Komposisi Kimia Ubi dan Ikutannya
Suatu faktor pembatas dalam penggunaan ubi kayu adalah racun asam sianida (HCN) yang terdapat dalam bentuk glikosida sianogenik. Dua macam glikosida sianogenik dalam ubi kayu yaitu lanamarine (±95% dari bentuk glikosida sianogenik) dan bentuk lotaustarin. Pada proses detoksifikasi asam sianida dalam tubuh ternak diperlukan sulfur yang dapat dari asam amino tersebut akan meningkat. Sulfur untuk detoksifikasi ini dapat juga berasal dari sulfur inorganik.
Penggunaan ubi kayu dalam ransum berdasarkan beberapa peneliti untuk unggas 5-10%, babi 40-70% dan rumiansia 40-90%.
2. Onggok
Onggok merupakan limbah pabrik tapioka dan gula. Angka konversi ubi kayu menjadi onggok berkisar antara 60-65%. Sebagai sumber energi, onggok lebih rendah dibandingkan dengan jagung dan ubi kayu akan tetapi lebih tinggi dari pada dedak. Walaupun komposisi tepung ubi kayu lebih tinggi daripada gaplek akan tetapi kadar HCN tepung ubi kayu lebih tinggi daripada onggok. Penggunaan onggok dalam ransum unggas paling tinggi 5% dari ransum, untuk babi 25-30% dan untuk ruminansia 40% dari ransum.
Onggok, Limbah Tapioka
3. Daun Ubi Kayu
Produksi ubi kayu segar 10-40 ton/ha/tahun. Dari tanaman ubi kayu, 10-40% terdiri dari daun. Sebanyak 75% dari protein daun adalah murni dan mempunyai nilai gizi yang cukup tinggi. Asam amino daun ubi kayu ternyata hampir sama dengan bungkil kedelai walaupun jumlahnya berbeda. Daun ubi kayu defisien asam amino esensial yang mengandung sulfur yaitu methionin dan sistin.
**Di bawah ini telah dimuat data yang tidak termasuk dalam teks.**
PR #10785, opened 2021-06-28
Port Eris burning barrels

Arokha:
https://user-images.githubusercontent.com/15028025/123682950-a7724d00-d819-11eb-8ac8-5293da2379de.mp4


Very-Soft:
Me like!

PR #10786, opened 2021-06-28
Updates various sound files

ShadeAware:
Updates a few sound files which were either very out of date or didn't sound all that good. The following sounds have been updated:

image
image


Very-Soft:
I should note that, some of these sounds are absurdly, ear hurtingly loud, red alert especially is turbo loud AND it's nearly thirty seconds long. This wouldn't be so bad if Byond had decent volume controls, but the program itself is pretty absurdly loud. SO, I would suggest, go through these, listen to them at 100% volume, and tone them down to not kill your ears, cuz that's how it'll be in byond.

ShadeAware:
> 
> 
> I should note that, some of these sounds are absurdly, ear hurtingly loud, red alert especially is turbo loud AND it's nearly thirty seconds long. This wouldn't be so bad if Byond had decent volume controls, but the program itself is pretty absurdly loud. SO, I would suggest, go through these, listen to them at 100% volume, and tone them down to not kill your ears, cuz that's how it'll be in byond.

Ah, yeah, I didn't really notice that at first. Ill get to that in a bit.

Arokha:
Undraft when done

ShadeAware:
Oh I completely forgot about this. I should've marked it for review ages ago...

PR #10788, opened 2021-06-28
Port various lighting sprites, directional floodlights

Arokha:
Flashlights from Eris, lamps from /tg/
Swapped the floodlights to directional lighting, given that makes sense.


Very-Soft:
Biiiiiiiiiiiig fan of the new lamps

the new flashlights are okay, better than ours

Heroman3003:
The flashlight handle looks really wonky the way it is. Full loop version woulda been better.

PR #10789, opened 2021-06-28
Port Bay microwave, utensil/kitchen knife sprites

Arokha:
dreamseeker_Nv3U88LlFW
dreammaker_ttQbZCmTw2


Ketrai:
Chef knife is lovely. I kinda wanna keep the old microwave though. Just with a cleaner shade painted over it. The eris one lacks that third dimension and looks pretty thin height wise as well. A lot of games using 2 sides vs 3 sides tend to still use a third side for objects where it makes sense to indicate a rectangular shape.

Arokha:
/tg/'s microwave looks closer to ours but is an updated sprite, go check there and see if you like that one more? Then we can have staff weigh in.

Very-Soft:
Yeah the knives look good 

I'm not crazy about the microwave. Like, I think it's a technically nicer sprite, I would be okay with it, but it does look rather flat compared to the old one, and that kind of really stands out to me in a negative way.

Heroman3003:
The new microwave looks so FLAT.

Also, just as a note, iirc we do use material system for cleavers, so might need to account for the fact that the butcher knives will be WAY darker.

Arokha:
> The new microwave looks so FLAT.
> 
> Also, just as a note, iirc we do use material system for cleavers, so might need to account for the fact that the butcher knives will be WAY darker.

The existing cleaver is DARKER, so I think it'll be fine.

For the microwave, are these better?

/tg/, TGMC, Bay:
image

Very-Soft:
This microwave doesn't stand out to me in a negative way now so it seems okay!

PR #10792, opened 2021-06-28
Eris portable freezer, medical briefcase

Arokha:
nkFXKyFotx


Ketrai:
A case where the sprites still look sufficiently 3 dimensional. The handles help a lot to add depth.

Very-Soft:
I like the look of these more than the older ones. They perhaps don't speak 'freezer' to me, but the old one didn't really either, and the new one looks nicer imo, SO!

Heroman3003:
I like them better than other proposal in the past tbh.

Side suggestion: Use medical briefcase sprite for ML3M case.

PR #10794, opened 2021-06-28
Port various backpacks

Arokha:
Mostly from Eris, with a few gaps filled in by TG, plus a new variety of backpacks that are 'sport backpacks', though it's missing some job types. ~~Suggestions on what to do? Someone can fill in the sprites, or is there a way to make them available as a choice but with a grey pack for those jobs that don't have one?~~ 🤔 Nevermind I just made it a backpack choice, people can deal with the grey ones until someone decides to sprite the missing ones!

StrongDMM_LmWEhRKtZg


ShadeAware:
The only problem with Eris sprites is that they tend to make things feel a bit too shiny and plastic-like, especially on objects they really shouldn't such as cloth.

Arokha:
> The only problem with Eris sprites is that they tend to make things feel a bit too shiny and plastic-like, especially on objects they really shouldn't such as cloth.

Sometimes true, though our current ones lack the shading of these, even if the shading could be un-lightented slightly. There's also that ALL the bags have in-hands and on-mob sprites, whereas we're missing many of those and just use the default grey or sometimes none.

SplinterGP:
> 
> 
> > The only problem with Eris sprites is that they tend to make things feel a bit too shiny and plastic-like, especially on objects they really shouldn't such as cloth.
> 
> Sometimes true, though our current ones lack the shading of these, even if the shading could be un-lightented slightly. There's also that ALL the bags have in-hands and on-mob sprites, whereas we're missing many of those and just use the default grey or sometimes none.

i'd say get someone to paint those, they look completely out of place with that color, otherwise the shapes seems fine

Ketrai:
Satchels can really use a re-imagining as opposed to this very bright and shiny shading on them. You can just desaturate them em masse with tweakpng.

Arokha:
> Satchels can really use a re-imagining as opposed to this very bright and shiny shading on them. You can just desaturate them em masse with tweakpng.

I'll let someone who knows l'Art do that, like you. :P Nobody'll die from saturated satchels for a while in the meantime.

Very-Soft:
I think these look great. I like how bright the colors are. They seem perhaps a smidge shinier than I would personally make, but really like them.

Arokha:
> I think these look great. I like how bright the colors are. They seem perhaps a smidge shinier than I would personally make, but really like them.

Can probably be fixed with a pass in an art program, taking the whites down a slight amount

Heroman3003:
I feel like they look way too shiny, and engineering/industrial ones are bit too washed out (with engineering wrench marking on what's also mining backpack) which is meh.

Very-Soft:
I really like the backpacks! I think they are brighter and way more interesting to look at. I think if we decide we want to make some adjustments to them that's fine, but outside of the scope of this particular PR, since that would take a lot of discussing about different art opinions relating to them. 

I PERSONALLY don't think they are too shiny, they are just shinier than I would have probably made them if I had made the sprite. 

I think these are a big upgrade from most of our bags.

Verkister:
Where are the straps???

PR #10798, opened 2021-06-29
Space heater and porta scrub icons

Arokha:
From /tg/

pES2wCM2dM


Very-Soft:
I really like the new ones. 

I am fond of the old heater too. I wonder how reasonable it would be to make it like an 'old' heater, for including in away things or whatnot?

Heroman3003:
I like the idea and shape, but feel like colors of 'casing' are a bit too light. Darker color was good for it, imo.

PR #10799, opened 2021-06-29
Labeller, paper bins from Eris

Arokha:
See icon diff bot.


Very-Soft:
The labler looks neat

I don't really like the new paper bin though. It looks mega flat without it's angley bit. Prefer the old one to the new one personally.

Arokha:
> The labler looks neat
> 
> I don't really like the new paper bin though. It looks mega flat without it's angley bit. Prefer the old one to the new one personally.

I am indifferent in the 3/4ths to iso war, except to say that I think most servers doing real good sprites are doing the 3/4ths thing, so that's what most of them end up being, but personally the paper bin sprite has ALWAYS bothered me, because instead of comparing it to the perspective of nearby machines it's compared to the desk it's on and it feels EH.

Verkister:
kuva
suggestion to make them more recognizable

Arokha:
> kuva
> suggestion to make them more recognizable

You are totally correct. That does look better. I went ahead and implemented that.

Heroman3003:
The new bins still look way too flat, imo. Better, but waaay too flat.

Very-Soft:
I think is better with the change to the sprite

Kelemahan lain adalah adanya racun HCN dan kandungan serat kasar yang tinggi. Kandungan HCN pada daun muda berkisar antara 427-542 mg/kg, sedangkan pada daun tua kandungannya labih rendah yaitu berkisar antara 343-379 mg/kg.
4. Ubi Jalar
Varietasnya sangat banyak, menyebabkan perbedaan rasa, ukuran, bentuk, warna dan nilai gizi. Produksi ubi jalar antara 2.5 – 15 ton segar/ha/tahun. Ubi jalar merupakan sumber energi dan untuk ubi jalar yang berwarna kuning mengandung provitamin A dan karotenoid yang cukup. Asa amino pembatas ubi jalar adalah luecine. Seperti umumnya umbi-umbian yang mempunyai kandungan protein yang rendah, pemberian ubi jalar perlu diimbangi pemberian kandungan protein yang tinggi. Apabila digunakan lebih dari 90% pengganti jagung dalam ransum unggas sering terjadi luka-luka pada usus unggas yang dapat diikuti dengan kematian, Pada ransum ruminansia umumnya digunakan pengganti jagung sebanyak 50%.
5. Jerami Ubi Jalar
Produksi jerami dalam bentuk segar berkisar antara 10-12.5% ton/ha/tahun. Berdasarkan penelitian Kempton dan Leng pemberian jerami ubi jalar sebagai pengganti pucuk tebu pada ransum sapi perah dapat meningkatkan konsumsi ransum dan produksi susu. Akan tetapi percabaan Nuraeni mendapatkan hasil penggantian rumput lapangan dengan jerami ubi jalar lebih dari 1/3 bagian dapat menyebabkan kadar lemak susu menurun.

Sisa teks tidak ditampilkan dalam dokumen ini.